Your task =>
Keep only the lines from the top of the listing through the one with "Review/refactor of SqsNotificationListener for clarity, as", and reproduce them unaltered.

Entries supplied =>
PR #152, opened 2016-01-29
Review/refactor of SqsNotificationListener for clarity

AnthonySteele:
Review/refactor of SqsNotificationListener for clarity, as it is is a key class to understand justSaying
added `HandlerFunc` alias for `Func<Message, bool>` as it's a generic that is used a lot, inside other generics. 

e.g. instead of `Dictionary<Type, List<Func<Message, bool>>>`  we have ` Dictionary<Type, List<HandlerFunc>>`

reviewed other spacing and `{ }`

remove unused var `rawMessage`

extracted methods for `DeleteMessageFromQueue` and `CallMessageHandlers`

When try..catching deserialisation exceptions, put that around the `DeserializeMessage` call not the whole method.

And use the special exception type `MessageFormatNotSupportedException` introduced in 30/12/2015

Question: What should the "success" semantics be in `CallMessageHandlers` when there are multiple handlers for a message?
 Do **all** of them need to return true for success, or is it **any** of them? Existing code only uses only the return value of the last handler, which doesn't seem right.
How common are multiple handlers called for the same message? Could they be called in parallel if they're async ;)
What should happen when there are no handlers? Existing code regards this as success and does not log anything. I have kept this behaviour but it may not be best.

### DIFF
--- a/JustSaying.AwsTools/SqsNotificationListener.cs
+++ b/JustSaying.AwsTools/SqsNotificationListener.cs
@@ -232,7 +232,13 @@ namespace JustSaying.AwsTools
                 _onError(ex, message);
                 return;
             }
-       
+            catch (Exception ex)
+            {
+                Log.Error(ex, "Error deserialising message");
+                _onError(ex, message);
+                return;
+            }
+
             try
             {
                 var handlingSucceeded = true;
--- a/JustSaying.AwsTools/SqsNotificationListener.cs
+++ b/JustSaying.AwsTools/SqsNotificationListener.cs
@@ -7,12 +7,12 @@ using Amazon.SQS.Model;
 using JustSaying.Messaging.MessageProcessingStrategies;
 using JustSaying.Messaging.Monitoring;
 using NLog;
-using Newtonsoft.Json.Linq;
 using JustSaying.Messaging;
 using JustSaying.Messaging.Interrogation;
 using JustSaying.Messaging.MessageHandling;
 using JustSaying.Messaging.MessageSerialisation;
 using Message = JustSaying.Models.Message;
+using HandlerFunc = System.Func<JustSaying.Models.Message, bool>;
 
 namespace JustSaying.AwsTools
 {
@@ -22,7 +22,7 @@ namespace JustSaying.AwsTools
         private readonly IMessageSerialisationRegister _serialisationRegister;
         private readonly IMessageMonitor _messagingMonitor;
         private readonly Action<Exception, Amazon.SQS.Model.Message> _onError;
-        private readonly Dictionary<Type, List<Func<Message, bool>>> _handlers;
+        private readonly Dictionary<Type, List<HandlerFunc>> _handlers;
         private readonly IMessageLock _messageLock;
 
         private CancellationTokenSource _cts = new CancellationTokenSource();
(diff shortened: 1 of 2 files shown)


AnthonySteele:
Thoughts for later PRs. Parts of this library can't make up it's mind if it's Functional or OO. i.e. the interface   `IHandler<T> { bool Handle(T message); } ` is equivalent to `Func<T, bool>` but when converting one to the other and back you implicitly wrap and thus there's a performance and readability penalty. Pick one.

The use of `Action` to hand a blind piece of code out to the `IMessageProcessingStrategy` which is then routed back into the same class seems a bit convoluted and I think could be more straightforward.

We don't need a list of handlers for a message. If anyone even uses this, they could use a single handler along these simpelr and more flexible lines:

```csharp
    public class MultiHandler<T> : IHandler<T>
    {
        private readonly IHandler<T>[] _handlers; 

        public MultiHandler(params IHandler<T>[] handers)
        {
            _handlers = handers;
        }

        public bool Handle(T message)
        {
            var allHandlersSucceeded = true;
            foreach (var handler in _handlers)
            {
                var itemSuccess = handler.Handle(message);
                allHandlersSucceeded = allHandlersSucceeded && itemSuccess; // could aslo do an "or" version if the requirement is "any handler succeeded"
            }
            return allHandlersSucceeded;
        }
    }
```

JustSaying.AwsTools/SqsNotificationListener.cs
```diff
@@ -269,14 +260,53 @@ public void ProcessMessageAction(Amazon.SQS.Model.Message message)
...
+            }
+
+            var allHandlersSucceeded = true;
+            foreach (var handlerFunc in handlerFuncs)
+            {
+                var watch = new System.Diagnostics.Stopwatch();
+                watch.Start();
+
+                var thisHandlerSucceeded = handlerFunc(message);
+                allHandlersSucceeded = allHandlersSucceeded && thisHandlerSucceeded;
```
payman81: This fixes a subtle bug when there are multiple handlers for a message. A failure in one handler could've been ignored by success in another handler. Thanks.

AnthonySteele: Yes, it was just returning success from status of the the last handler.

payman81: The multiple handlers for a message scenario is not very common but it's certainly possible. 
Here is my thoughts on the questions you've raised.

You should not delete a message unless all handlers of that message return success otherwise the reliability of the library will be compromised. 

Execution of handlers could be parallelised but the decision whether to delete or keep the message can only be made after all handlers of a message have returned.

Simply deleting messages that have no handlers is ignoring a misconfiguration and is not correct. But I would address that separately and in isolation in case some users are relying on this behaviour.

payman81: Does removing support for multiple handlers per message simplify the move to async handlers?The only cost of dropping the support is that we push the responsibility to users and they should implement something similar to your MultiHandler<T>.

AnthonySteele: I agree that we shouldn't push this responsibility onto the users. But I think we can still pull it out of SqsNotificationListener, to make that class simpler and clearer (and handle it transparently to the user elsewhere in JustSaying). I might try a PR some time for that.

Users *can* still implement something like MultiHandler, if they really want, and we can't stop them nor should we try.

AnthonySteele: Agreed that " deleting messages that have no handlers" is questionable, but should be in a separate PR.

AnthonySteele: What is the right behaviour when coming across a message with no handler? 
Just ignore it or throw an exception. Might be a breaking change either way!

brainmurphy: It's worth noting that >1 handler-per-message type isn't supported by the IHandlerResolver path anyway: https://github.com/justeat/JustSaying/blob/master/JustSaying/JustSayingFluently.cs#L239

PR #154, opened 2016-02-04
HandlerMap class extracted from  the SqsNotificationListener

AnthonySteele:
Trying to break up the SqsNotificationListener
The HandlerMap turns out to be small part of it
Is it worth it? Should I add a couple of tests on the HandlerMap?

### DIFF
--- a/JustSaying.AwsTools/SqsNotificationListener.cs
+++ b/JustSaying.AwsTools/SqsNotificationListener.cs
@@ -12,7 +12,6 @@ using JustSaying.Messaging.Interrogation;
 using JustSaying.Messaging.MessageHandling;
 using JustSaying.Messaging.MessageSerialisation;
 using Message = JustSaying.Models.Message;
-using HandlerFunc = System.Func<JustSaying.Models.Message, bool>;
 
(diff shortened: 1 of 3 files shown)


JustSaying.AwsTools/SqsNotificationListener.cs
```diff
@@ -88,7 +80,7 @@ public SqsNotificationListener WithMessageProcessingStrategy(IMessageProcessingS
             }
 
             Subscribers.Add(new Subscriber(typeof(T)));
```
AnthonySteele: Not entirely related, but why is this list of subscribers populated? Does any other code read it? If not, could we delete it without anything breaking?

brainmurphy: That list is used for the interrogation feature - to allow clients to show the current state of JustSaying. We use it at JUST EAT so that we can see, at run time, what events a component has subscribed to / what events it can raise.

brainmurphy:
@AnthonySteele I'll hold off merging this right now - let's see if we can enumerate the responsibilities lurking inside this class and how they can be extracted for maximum improvement...

PR #158, opened 2016-02-07
Extract the messageDispatcher class from SQSMessageListener 

AnthonySteele:
Extract the `MessageDispatcher` class from `SQSMessageListener` as discussed on Friday.

Any thoughts on naming?

I think that the right place to go to a new class is so that `messageProcessingStrategy` is between them. I find this neater than calling back to the same object. There is still an `Action` with no params or result needed for the threading model, but that may change later.

I would inline the method `SQSMessageListener.HandleMessage` but it is public and used in tests :/

### DIFF
--- a/JustSaying.AwsTools/MessageHandling/MessageDispatcher.cs
+++ b/JustSaying.AwsTools/MessageHandling/MessageDispatcher.cs
@@ -4,6 +4,7 @@ using Amazon.SQS.Model;
 using JustSaying.Messaging.MessageSerialisation;
 using JustSaying.Messaging.Monitoring;
 using Message = JustSaying.Models.Message;
+using SQSMessage = Amazon.SQS.Model.Message;
 
 namespace JustSaying.AwsTools.MessageHandling
 {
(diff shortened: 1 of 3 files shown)


JustSaying.AwsTools/MessageHandling/MessageDispatcher.cs
```diff
@@ -0,0 +1,125 @@
...
+            HandlerMap handlerMap)
+        {
+            _queue = queue;
+            _serialisationRegister = serialisationRegister;
+            _messagingMonitor = messagingMonitor;
+            _onError = onError;
+            _handlerMap = handlerMap;
+        }
+
+        public void ProcessMessage(SQSMessage message)
```
brainmurphy:
```csharp
public void DispatchMessage(SQSMessage message)
```
?

AnthonySteele: I will rename it, I have no strong feelings either way.

PR #161, opened 2016-02-08
Task end state

AnthonySteele:
Extract method to log task end state rather than use a big lambda. 

Previous ordering of cases was not correct: the faulted case would never be hit since IsFaulted is a *subset* of IsCompleted, it means "completed due to an unhandled exception" Check the docs: https://msdn.microsoft.com/en-us/library/system.threading.tasks.task.iscompleted.aspx

We can log all "non-faulted" states the same way. The "faulted" state has it's own code - The "faulted" state is the same as IsFaulted  = true. Is the same as Exception != null
http://stackoverflow.com/a/32273273

I would like a unit test on these faulted tasks, as it's tricky! We're feeding async code into `Task.Run`, so the type is `Action<Task<Task>>`  - how would we know if we have the wrong task in the completion logging?

### DIFF
--- a/JustSaying.AwsTools/MessageHandling/SqsNotificationListener.cs
+++ b/JustSaying.AwsTools/MessageHandling/SqsNotificationListener.cs
@@ -101,19 +101,15 @@ namespace JustSaying.AwsTools.MessageHandling
             {
                 Log.Info(
                     "[Failed] Stopped Listening - {0}\n{1}",
-                    queueInfo,
-                    task.Exception);
-            }
-            else if (task.IsCompleted)
-            {
-                Log.Info(
-                    "[Completed] Stopped Listening - {0}",
-                    queueInfo);
+                     queueInfo,
+                     task.Exception);
             }
             else
             {
+                var endState = task.Status.ToString();
                 Log.Info(
-                    "[Canceled] Stopped Listening - {0}",
+                    "[{0}] Stopped Listening - {1}",
+                    endState,
                     queueInfo);
             }
         }
--- a/JustSaying.AwsTools/MessageHandling/SqsNotificationListener.cs
+++ b/JustSaying.AwsTools/MessageHandling/SqsNotificationListener.cs
@@ -88,32 +88,34 @@ namespace JustSaying.AwsTools.MessageHandling
                         await ListenLoop(_cts.Token);
                     }
                 })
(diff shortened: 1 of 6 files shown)


JustSaying.AwsTools/MessageHandling/SqsNotificationListener.cs
```diff
@@ -88,34 +88,32 @@ public void Listen()
...
             Log.Info(
                 "Starting Listening - {0}", 
                 queueInfo);
         }
 
+        private static void LogTaskEndState(Task task, string queueInfo)
+        {
+            if (task.IsFaulted)
+            {
+                Log.Info(
```
AnthonySteele: Should this be a 'Warn' ? It's a change but it might be better.

JustSaying.AwsTools/MessageHandling/SqsNotificationListener.cs
```diff
@@ -88,34 +88,32 @@ public void Listen()
...
+                    "[Faulted] Stopped Listening - {0}\n{1}",
+                     queueInfo,
+                     task.Exception);
+            }
+            else
+            {
+                var endState = task.Status.ToString();
+                Log.Info(
+                    "[{0}] Stopped Listening - {1}",
```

Exercise result =>
PR #152, opened 2016-01-29
Review/refactor of SqsNotificationListener for clarity

AnthonySteele:
Review/refactor of SqsNotificationListener for clarity, as it is is a key class to understand justSaying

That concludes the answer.